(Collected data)
———

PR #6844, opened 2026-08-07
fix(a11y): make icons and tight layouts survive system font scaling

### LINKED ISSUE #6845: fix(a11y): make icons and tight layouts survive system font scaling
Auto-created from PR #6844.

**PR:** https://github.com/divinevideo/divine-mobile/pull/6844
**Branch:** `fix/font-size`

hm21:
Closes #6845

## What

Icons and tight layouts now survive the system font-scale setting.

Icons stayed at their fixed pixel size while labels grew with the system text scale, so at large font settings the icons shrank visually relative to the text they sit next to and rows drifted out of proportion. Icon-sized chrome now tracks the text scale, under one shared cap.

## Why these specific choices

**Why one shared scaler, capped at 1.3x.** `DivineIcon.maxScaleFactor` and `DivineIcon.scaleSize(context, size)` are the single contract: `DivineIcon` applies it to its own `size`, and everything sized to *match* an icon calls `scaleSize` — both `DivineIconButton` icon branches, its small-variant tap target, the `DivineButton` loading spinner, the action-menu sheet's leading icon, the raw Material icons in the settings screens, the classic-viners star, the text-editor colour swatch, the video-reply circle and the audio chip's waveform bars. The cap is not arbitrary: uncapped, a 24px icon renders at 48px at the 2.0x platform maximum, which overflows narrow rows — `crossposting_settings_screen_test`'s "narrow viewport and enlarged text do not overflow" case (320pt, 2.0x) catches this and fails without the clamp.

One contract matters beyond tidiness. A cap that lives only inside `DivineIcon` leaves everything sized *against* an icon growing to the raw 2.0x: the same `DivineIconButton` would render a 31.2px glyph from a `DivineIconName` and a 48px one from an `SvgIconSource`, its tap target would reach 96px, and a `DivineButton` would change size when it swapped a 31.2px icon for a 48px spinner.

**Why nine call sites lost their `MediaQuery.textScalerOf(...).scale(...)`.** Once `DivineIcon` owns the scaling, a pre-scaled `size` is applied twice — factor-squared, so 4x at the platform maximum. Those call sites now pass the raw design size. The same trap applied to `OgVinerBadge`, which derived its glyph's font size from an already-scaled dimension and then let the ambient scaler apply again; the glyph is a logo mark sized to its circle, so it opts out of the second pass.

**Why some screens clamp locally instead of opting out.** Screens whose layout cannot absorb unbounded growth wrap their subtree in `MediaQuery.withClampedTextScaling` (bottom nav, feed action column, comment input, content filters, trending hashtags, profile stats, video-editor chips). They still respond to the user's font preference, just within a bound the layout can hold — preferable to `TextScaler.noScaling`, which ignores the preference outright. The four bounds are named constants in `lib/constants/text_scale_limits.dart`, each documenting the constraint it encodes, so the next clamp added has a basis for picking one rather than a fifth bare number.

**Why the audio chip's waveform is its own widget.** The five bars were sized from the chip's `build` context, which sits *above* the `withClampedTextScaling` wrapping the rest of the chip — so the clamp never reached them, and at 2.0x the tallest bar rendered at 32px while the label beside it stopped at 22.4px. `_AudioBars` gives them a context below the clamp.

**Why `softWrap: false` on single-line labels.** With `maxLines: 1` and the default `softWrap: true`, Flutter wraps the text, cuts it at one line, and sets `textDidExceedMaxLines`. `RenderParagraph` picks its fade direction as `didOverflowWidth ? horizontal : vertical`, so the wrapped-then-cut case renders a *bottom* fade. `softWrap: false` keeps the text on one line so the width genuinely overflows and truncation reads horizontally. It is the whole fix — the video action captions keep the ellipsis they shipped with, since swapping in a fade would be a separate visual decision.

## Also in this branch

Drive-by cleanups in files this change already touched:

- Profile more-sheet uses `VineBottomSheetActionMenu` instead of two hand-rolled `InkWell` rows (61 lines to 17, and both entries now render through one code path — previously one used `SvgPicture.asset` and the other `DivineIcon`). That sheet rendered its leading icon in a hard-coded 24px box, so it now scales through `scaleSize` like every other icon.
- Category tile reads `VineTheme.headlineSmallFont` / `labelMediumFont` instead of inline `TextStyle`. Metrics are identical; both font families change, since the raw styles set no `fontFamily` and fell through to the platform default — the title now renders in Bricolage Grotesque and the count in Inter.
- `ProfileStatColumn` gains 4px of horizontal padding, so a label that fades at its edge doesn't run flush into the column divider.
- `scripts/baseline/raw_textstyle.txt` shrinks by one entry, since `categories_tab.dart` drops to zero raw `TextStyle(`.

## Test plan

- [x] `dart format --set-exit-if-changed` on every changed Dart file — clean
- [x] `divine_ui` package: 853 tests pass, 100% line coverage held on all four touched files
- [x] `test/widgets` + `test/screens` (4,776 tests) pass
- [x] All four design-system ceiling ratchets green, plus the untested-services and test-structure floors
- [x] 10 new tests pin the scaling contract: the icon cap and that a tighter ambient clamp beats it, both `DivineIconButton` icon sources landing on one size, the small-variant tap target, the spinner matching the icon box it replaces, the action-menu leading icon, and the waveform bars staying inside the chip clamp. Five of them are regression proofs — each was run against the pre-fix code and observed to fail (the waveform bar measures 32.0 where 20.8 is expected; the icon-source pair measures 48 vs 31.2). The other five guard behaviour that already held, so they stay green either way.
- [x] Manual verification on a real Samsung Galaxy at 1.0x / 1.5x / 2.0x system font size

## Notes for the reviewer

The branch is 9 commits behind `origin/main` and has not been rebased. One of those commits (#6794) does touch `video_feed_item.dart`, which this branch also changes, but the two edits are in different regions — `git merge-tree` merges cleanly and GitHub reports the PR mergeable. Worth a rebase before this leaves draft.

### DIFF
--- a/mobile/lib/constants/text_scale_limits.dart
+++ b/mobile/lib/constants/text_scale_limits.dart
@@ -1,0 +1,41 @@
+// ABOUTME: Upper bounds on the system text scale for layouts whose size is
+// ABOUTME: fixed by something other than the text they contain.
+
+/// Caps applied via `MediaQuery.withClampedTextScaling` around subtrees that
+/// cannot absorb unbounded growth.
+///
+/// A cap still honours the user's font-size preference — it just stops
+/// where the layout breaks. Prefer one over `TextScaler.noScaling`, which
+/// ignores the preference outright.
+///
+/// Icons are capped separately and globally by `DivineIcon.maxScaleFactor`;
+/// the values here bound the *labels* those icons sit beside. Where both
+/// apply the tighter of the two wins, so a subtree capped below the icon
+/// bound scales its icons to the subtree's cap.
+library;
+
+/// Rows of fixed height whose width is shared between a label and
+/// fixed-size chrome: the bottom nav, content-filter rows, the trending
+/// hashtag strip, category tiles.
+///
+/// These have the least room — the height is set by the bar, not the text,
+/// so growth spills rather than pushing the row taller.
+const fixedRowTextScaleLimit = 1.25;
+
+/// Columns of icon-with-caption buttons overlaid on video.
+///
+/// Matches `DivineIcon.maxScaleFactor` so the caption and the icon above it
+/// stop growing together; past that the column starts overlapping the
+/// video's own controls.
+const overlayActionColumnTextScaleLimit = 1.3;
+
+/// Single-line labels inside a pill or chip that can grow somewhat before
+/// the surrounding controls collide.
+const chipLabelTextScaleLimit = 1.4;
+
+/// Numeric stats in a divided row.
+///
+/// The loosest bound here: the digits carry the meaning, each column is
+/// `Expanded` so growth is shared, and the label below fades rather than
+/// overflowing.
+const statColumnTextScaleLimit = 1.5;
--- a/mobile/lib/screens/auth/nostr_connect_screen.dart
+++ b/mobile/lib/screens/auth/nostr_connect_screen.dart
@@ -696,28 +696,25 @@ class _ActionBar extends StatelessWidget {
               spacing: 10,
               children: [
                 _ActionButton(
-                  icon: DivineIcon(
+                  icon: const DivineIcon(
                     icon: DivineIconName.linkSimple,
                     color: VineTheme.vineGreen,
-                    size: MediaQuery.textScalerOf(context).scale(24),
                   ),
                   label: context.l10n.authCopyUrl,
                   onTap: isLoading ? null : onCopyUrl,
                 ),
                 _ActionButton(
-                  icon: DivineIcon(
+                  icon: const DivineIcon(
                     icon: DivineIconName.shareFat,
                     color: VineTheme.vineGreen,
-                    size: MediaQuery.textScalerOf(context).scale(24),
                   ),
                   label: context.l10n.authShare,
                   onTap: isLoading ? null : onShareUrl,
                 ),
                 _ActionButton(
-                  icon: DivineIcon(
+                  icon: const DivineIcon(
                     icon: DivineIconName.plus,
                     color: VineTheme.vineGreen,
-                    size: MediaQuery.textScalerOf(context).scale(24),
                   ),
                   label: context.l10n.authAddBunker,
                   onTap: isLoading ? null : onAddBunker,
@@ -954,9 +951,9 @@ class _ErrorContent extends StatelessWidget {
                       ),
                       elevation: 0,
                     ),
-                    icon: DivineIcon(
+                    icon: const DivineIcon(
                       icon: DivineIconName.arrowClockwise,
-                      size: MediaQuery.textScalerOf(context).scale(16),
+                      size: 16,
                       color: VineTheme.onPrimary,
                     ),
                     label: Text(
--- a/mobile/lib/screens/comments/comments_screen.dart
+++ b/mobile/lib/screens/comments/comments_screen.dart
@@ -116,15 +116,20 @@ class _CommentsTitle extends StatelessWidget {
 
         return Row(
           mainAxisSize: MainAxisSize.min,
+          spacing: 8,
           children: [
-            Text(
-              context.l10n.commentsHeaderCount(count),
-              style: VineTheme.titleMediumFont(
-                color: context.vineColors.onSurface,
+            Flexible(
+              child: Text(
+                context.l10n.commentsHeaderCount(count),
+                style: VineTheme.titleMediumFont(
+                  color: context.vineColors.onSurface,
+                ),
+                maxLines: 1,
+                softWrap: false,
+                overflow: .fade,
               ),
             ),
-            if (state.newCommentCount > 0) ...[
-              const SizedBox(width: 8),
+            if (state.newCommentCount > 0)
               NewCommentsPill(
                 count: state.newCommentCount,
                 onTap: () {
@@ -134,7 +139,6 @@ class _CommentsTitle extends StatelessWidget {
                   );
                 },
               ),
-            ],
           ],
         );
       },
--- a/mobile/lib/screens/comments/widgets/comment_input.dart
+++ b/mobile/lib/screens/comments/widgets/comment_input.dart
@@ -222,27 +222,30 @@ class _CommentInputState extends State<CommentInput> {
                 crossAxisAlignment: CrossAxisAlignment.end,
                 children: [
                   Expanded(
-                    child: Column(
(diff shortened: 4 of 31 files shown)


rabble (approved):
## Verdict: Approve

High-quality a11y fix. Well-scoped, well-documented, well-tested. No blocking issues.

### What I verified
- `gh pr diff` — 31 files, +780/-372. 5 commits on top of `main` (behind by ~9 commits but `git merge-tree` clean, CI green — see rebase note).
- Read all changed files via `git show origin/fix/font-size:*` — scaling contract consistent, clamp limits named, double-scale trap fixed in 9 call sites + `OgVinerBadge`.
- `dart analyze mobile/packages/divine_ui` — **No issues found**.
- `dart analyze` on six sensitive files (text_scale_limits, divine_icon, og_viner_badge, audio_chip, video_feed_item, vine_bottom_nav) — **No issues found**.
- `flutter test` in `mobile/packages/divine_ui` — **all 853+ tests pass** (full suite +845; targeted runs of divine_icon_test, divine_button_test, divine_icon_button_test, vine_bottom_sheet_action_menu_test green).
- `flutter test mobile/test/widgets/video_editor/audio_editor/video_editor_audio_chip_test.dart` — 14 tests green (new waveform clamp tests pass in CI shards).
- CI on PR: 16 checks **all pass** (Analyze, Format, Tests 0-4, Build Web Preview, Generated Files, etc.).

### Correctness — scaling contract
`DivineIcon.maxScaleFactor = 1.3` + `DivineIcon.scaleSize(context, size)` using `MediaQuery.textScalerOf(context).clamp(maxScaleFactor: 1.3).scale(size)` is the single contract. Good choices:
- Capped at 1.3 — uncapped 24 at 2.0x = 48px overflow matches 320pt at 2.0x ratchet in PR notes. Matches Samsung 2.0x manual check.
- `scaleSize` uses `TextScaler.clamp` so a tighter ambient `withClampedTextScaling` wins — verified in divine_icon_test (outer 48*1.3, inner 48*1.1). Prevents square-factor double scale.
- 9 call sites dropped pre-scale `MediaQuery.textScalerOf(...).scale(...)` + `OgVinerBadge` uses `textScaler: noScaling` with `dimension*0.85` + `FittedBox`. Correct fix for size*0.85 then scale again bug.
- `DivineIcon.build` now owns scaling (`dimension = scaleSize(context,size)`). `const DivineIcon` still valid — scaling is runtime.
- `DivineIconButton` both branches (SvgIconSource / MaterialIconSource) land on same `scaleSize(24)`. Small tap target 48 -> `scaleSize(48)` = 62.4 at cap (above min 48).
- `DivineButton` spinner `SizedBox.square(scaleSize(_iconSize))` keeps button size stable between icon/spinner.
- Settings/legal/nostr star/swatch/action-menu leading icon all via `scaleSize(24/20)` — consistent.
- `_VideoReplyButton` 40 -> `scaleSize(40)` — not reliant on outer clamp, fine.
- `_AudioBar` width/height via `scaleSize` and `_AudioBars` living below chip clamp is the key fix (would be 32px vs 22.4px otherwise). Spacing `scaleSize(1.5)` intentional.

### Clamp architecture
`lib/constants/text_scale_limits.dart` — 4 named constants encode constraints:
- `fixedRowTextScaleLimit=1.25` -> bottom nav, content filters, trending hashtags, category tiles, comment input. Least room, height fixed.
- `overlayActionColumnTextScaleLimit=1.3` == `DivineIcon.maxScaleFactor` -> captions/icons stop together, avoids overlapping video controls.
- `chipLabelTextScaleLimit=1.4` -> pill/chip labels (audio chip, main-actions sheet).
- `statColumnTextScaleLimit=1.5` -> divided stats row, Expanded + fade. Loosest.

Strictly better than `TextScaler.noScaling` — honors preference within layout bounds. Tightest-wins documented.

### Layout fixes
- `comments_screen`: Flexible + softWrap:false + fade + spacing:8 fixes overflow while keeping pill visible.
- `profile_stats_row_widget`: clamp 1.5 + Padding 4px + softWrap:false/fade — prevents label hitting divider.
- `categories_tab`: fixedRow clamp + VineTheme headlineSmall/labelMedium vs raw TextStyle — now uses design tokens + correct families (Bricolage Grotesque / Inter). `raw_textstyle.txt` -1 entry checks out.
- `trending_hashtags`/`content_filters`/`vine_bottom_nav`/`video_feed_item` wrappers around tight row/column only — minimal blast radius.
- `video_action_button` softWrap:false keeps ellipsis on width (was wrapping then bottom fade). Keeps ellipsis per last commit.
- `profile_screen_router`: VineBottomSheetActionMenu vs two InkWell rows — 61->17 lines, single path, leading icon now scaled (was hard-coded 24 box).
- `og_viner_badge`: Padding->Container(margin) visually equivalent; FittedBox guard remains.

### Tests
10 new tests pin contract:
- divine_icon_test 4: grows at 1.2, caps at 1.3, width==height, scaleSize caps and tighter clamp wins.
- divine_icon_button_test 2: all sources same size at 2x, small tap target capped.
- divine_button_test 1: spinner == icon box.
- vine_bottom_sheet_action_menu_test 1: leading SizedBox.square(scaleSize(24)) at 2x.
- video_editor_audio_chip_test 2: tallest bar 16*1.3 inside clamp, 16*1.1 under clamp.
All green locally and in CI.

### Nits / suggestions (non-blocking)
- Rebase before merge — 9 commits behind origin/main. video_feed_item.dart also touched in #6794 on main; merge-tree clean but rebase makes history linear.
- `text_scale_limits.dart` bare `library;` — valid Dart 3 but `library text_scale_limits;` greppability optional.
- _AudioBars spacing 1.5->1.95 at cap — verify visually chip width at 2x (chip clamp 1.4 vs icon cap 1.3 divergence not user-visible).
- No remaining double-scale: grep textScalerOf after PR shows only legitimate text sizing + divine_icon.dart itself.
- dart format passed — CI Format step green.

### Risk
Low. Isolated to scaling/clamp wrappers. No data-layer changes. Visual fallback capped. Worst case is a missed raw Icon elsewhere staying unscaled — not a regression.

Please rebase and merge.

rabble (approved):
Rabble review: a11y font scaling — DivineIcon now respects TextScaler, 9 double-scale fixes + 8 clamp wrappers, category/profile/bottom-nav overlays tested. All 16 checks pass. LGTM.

———

What you will do>
The lines to copy run from the start of the records above through the line holding "Icons and tight layouts now"; give them exactly, both ends included, and nothing else.

Task answer>
PR #6844, opened 2026-08-07
fix(a11y): make icons and tight layouts survive system font scaling

### LINKED ISSUE #6845: fix(a11y): make icons and tight layouts survive system font scaling
Auto-created from PR #6844.

**PR:** https://github.com/divinevideo/divine-mobile/pull/6844
**Branch:** `fix/font-size`

hm21:
Closes #6845

## What

Icons and tight layouts now survive the system font-scale setting.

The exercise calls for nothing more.